Jay Horton told me about how he overexpressed PCSK9 in the liver — both the mutant forms of PCSK9 as well as the wild-type form of PCSK9. In all cases, the LDL receptor disappeared without a change in messenger RNA and the plasma levels of LDL went really high. This was a really interesting result, particularly as overexpressing the wild-type protein had this effect. This strongly suggested these mutations were gain-of-function mutations. We thought the likelihood that we would find a gain-of-function mutation in the Dallas Heart Study was very low, given the size of the population. So we looked for loss-of-function mutations and predicted that the phenotype would be just the opposite: very low LDL cholesterol levels. We went to our population and sequenced the coding regions of PCSK9 in the individuals with the lowest LDL levels and hit pay dirt right away when we found a nonsense mutation. We found our first and then a second nonsense mutation in the African-Americans. We took those two mutations, assayed the whole group of African-Americans, and one out of every 50 had a nonsense mutation. When we looked, the LDL levels were reduced by about 40% in the 33 people we identified with a nonsense mutation compared to the ones who didn’t have the nonsense mutation.
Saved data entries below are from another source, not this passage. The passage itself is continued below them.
PR #559, opened 2024-06-24
Expose resource based auto-tuner options

Sushisource:
## What was changed
Expose resource based auto-tuner

## Why?
Adding in all SDKs

## Checklist

1. Closes 

2. How was this tested:
Added some tests, manual verification with omes / existing core tests

3. Any docs updates needed?
Will be after experimental phase

### DIFF
--- a/temporalio/bridge/Cargo.toml
+++ b/temporalio/bridge/Cargo.toml
@@ -8,14 +8,15 @@ name = "temporal_sdk_bridge"
 crate-type = ["cdylib"]
 
 [dependencies]
+anyhow = "1.0"
 futures = "0.3"
 log = "0.4"
 once_cell = "1.16"
 prost = "0.12"
 prost-types = "0.12"
-pyo3 = { version = "0.19", features = ["extension-module", "abi3-py38"] }
-pyo3-asyncio = { version = "0.19", features = ["tokio-runtime"] }
-pythonize = "0.19"
+pyo3 = { version = "0.20", features = ["extension-module", "abi3-py38", "anyhow"] }
+pyo3-asyncio = { version = "0.20", features = ["tokio-runtime"] }
+pythonize = "0.20"
 temporal-client = { version = "0.1.0", path = "./sdk-core/client" }
 temporal-sdk-core = { version = "0.1.0", path = "./sdk-core/core", features = ["ephemeral-server"] }
 temporal-sdk-core-api = { version = "0.1.0", path = "./sdk-core/core-api" }
--- a/temporalio/bridge/src/worker.rs
+++ b/temporalio/bridge/src/worker.rs
@@ -1,3 +1,4 @@
+use anyhow::Context;
 use prost::Message;
 use pyo3::exceptions::{PyException, PyRuntimeError, PyValueError};
 use pyo3::prelude::*;
@@ -59,15 +60,21 @@ pub struct TunerHolder {
 
 #[derive(FromPyObject)]
 pub enum SlotSupplier {
-    FixedSize(usize),
+    FixedSize(FixedSizeSlotSupplier),
     ResourceBased(ResourceBasedSlotSupplier),
+}
+
+#[derive(FromPyObject)]
+pub struct FixedSizeSlotSupplier {
+    num_slots: usize,
 }
 
 #[derive(FromPyObject)]
 pub struct ResourceBasedSlotSupplier {
     minimum_slots: usize,
     maximum_slots: usize,
-    ramp_throttle: Duration,
+    // Need pyo3 0.21+ for this to be std Duration
+    ramp_throttle_ms: u64,
     tuner_options: ResourceBasedTunerOptions,
 }
 
@@ -98,7 +105,7 @@ pub fn new_worker(
         config,
         client.retry_client.clone().into_inner(),
     )
-    .map_err(|err| PyValueError::new_err(format!("Failed creating worker: {}", err)))?;
+    .context("Failed creating worker")?;
     Ok(WorkerRef {
         worker: Some(Arc::new(worker)),
         runtime: runtime_ref.runtime.clone(),
@@ -132,9 +139,11 @@ impl WorkerRef {
     fn validate<'p>(&self, py: Python<'p>) -> PyResult<&'p PyAny> {
         let worker = self.worker.as_ref().unwrap().clone();
         self.runtime.future_into_py(py, async move {
-            worker.validate().await.map_err(|err| {
-                PyRuntimeError::new_err(format!("Worker validation failed: {}", err))
-            })
+            worker
+                .validate()
+                .await
+                .context("Worker validation failed")
+                .map_err(Into::into)
         })
     }
 
@@ -176,10 +185,8 @@ impl WorkerRef {
             worker
                 .complete_workflow_activation(completion)
                 .await
-                .map_err(|err| {
-                    // TODO(cretz): More error types
-                    PyRuntimeError::new_err(format!("Completion failure: {}", err))
-                })
+                .context("Completion failure")
+                .map_err(Into::into)
         })
     }
 
@@ -191,10 +198,8 @@ impl WorkerRef {
             worker
                 .complete_activity_task(completion)
                 .await
-                .map_err(|err| {
-                    // TODO(cretz): More error types
-                    PyRuntimeError::new_err(format!("Completion failure: {}", err))
-                })
+                .context("Completion failure")
+                .map_err(Into::into)
         })
     }
 
@@ -359,7 +364,7 @@ impl TryFrom<TunerHolder> for temporal_sdk_core::TunerHolder {
             .build()
             .map_err(|e| PyValueError::new_err(format!("Invalid tuner holder options: {}", e)))?
             .build_tuner_holder()
-            .map_err(|e| PyRuntimeError::new_err(format!("Failed to build tuner holder: {}", e)))?)
+            .context("Failed building tuner holder")?)
     }
 }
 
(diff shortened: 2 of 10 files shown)


temporalio/bridge/src/worker.rs
```diff
@@ -276,6 +305,90 @@ impl TryFrom<WorkerConfig> for temporal_sdk_core::WorkerConfig {
...
+        let all_are_same = if let Some(first) = first {
+            set_resource_opts.all(|elem| elem == first)
+        } else {
+            true
+        };
+        if !all_are_same {
+            return Err(PyValueError::new_err(
+                "All resource-based slot suppliers must have the same ResourceBasedTunerOptions",
+            ));
+        }
```
cretz, line 347: Is this a temporary limitation?

temporalio/bridge/src/worker.rs
```diff
@@ -52,6 +51,39 @@ pub struct WorkerConfig {
...
+pub struct FixedSizeSlotSupplier {
+    num_slots: usize,
+}
+
+#[derive(FromPyObject)]
+pub struct ResourceBasedSlotSupplier {
+    minimum_slots: usize,
+    maximum_slots: usize,
+    // Need pyo3 0.21+ for this to be std Duration
+    ramp_throttle_ms: u64,
```
cretz, line 77:
```suggestion
    ramp_throttle_millis: u64,
```

We do this in plenty of other places, it's fine for the bridge (we usually use `_millis` suffix)

temporalio/worker/_tuning.py
```diff
@@ -0,0 +1,185 @@
...
+@dataclass(frozen=True)
+class FixedSizeSlotSupplier:
+    """A fixed-size slot supplier that will never issue more than a fixed number of slots."""
+
+    num_slots: int
+    """The maximum number of slots that can be issued"""
+
+
+@dataclass(frozen=True)
+class ResourceBasedTunerOptions:
```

JCI: When were you able to figure out that a mutation in PCSK9 led to a consequent reduction in heart disease?

Hobbs: We went to a collaborator (Eric Boerwinkle) who runs the genetic part of the ARIC [Atherosclerosis Risk in Communities] study, a biracial prospective study. The cohort had been followed at that time for 15 years, and we assayed for the PCSK9 variant and looked at who developed heart disease over a 15-year period. The results were better than we ever expected. We saw dramatic reductions in heart disease in the African-American population: a 28% reduction in LDL leading to an 88% reduction in coronary events. We also found a sequence variation in Caucasians. It had a mild effect on PCSK9 function, with a 15% reduction in LDL, but still a 46% reduction in coronary disease.

JCI: You’ve been quoted as saying, “Geneticists took a little while to understand this, but the pharmaceutical companies got it right away.”

Hobbs: Absolutely. I would talk at genetics meetings, and there just was very little interest initially. But there were a number of companies that picked it up. The rest is history. There’s an antibody in ongoing trials and an advisory board has recommended that the FDA approve it sometime this summer [2015].

JCI: Exciting. What else do you think you might have done if you weren’t a scientist?

Hobbs: I often think about what would have happened if I had stayed at Columbia, if I had never met Donald Seldin. When I was young, I played the piano. I wanted to be a pianist. That was totally unrealistic. I think I could’ve been successful in other endeavors, but I am glad that I’ve taken this path.

Footnotes

Reference information: J Clin Invest. 2015;125(10):3725–3726. doi:10.1172/JCI84086.